What is required: State the number of lines below in which the word "data" appears. Nothing else belongs in the answer.

Extracted information:
<<<<
PR #291, opened 2023-06-20
Added a session mechanism. 

ArtdSky:
Added a session mechanism. Session data is kept only in memory

### DIFF
--- a/docs/session.md
+++ b/docs/session.md
@@ -1,0 +1,58 @@
+# Session Management
+
+The SessionManager is a singleton object that manages session data for different chat IDs in a Telegram bot. It provides methods to access, set, get and remove session properties.
+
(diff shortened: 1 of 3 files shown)


vjgarciag96:
Thanks for the contribution @ArtdSky? What's the use case for this API? 

At a first glance I don't see why this should be part of the library rather than being just part of the specific bot app that requires this session mechanism.

ArtdSky:
hello @vjgarciag96!  Use case in dialogs where you want to save the user's answers. In my opinion, it is convenient if the API has the ability to keep some information from the user.  I was inspired by telegraf.js

red-avtovo:
I second @vjgarciag96 on that one, and since there has been no activity for more than a year, I'll close the PR as there is no final decision.
Anyway, I'm grateful for your change proposal @ArtdSky and looking forward to your future PRs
>>>>
Problem solution: 2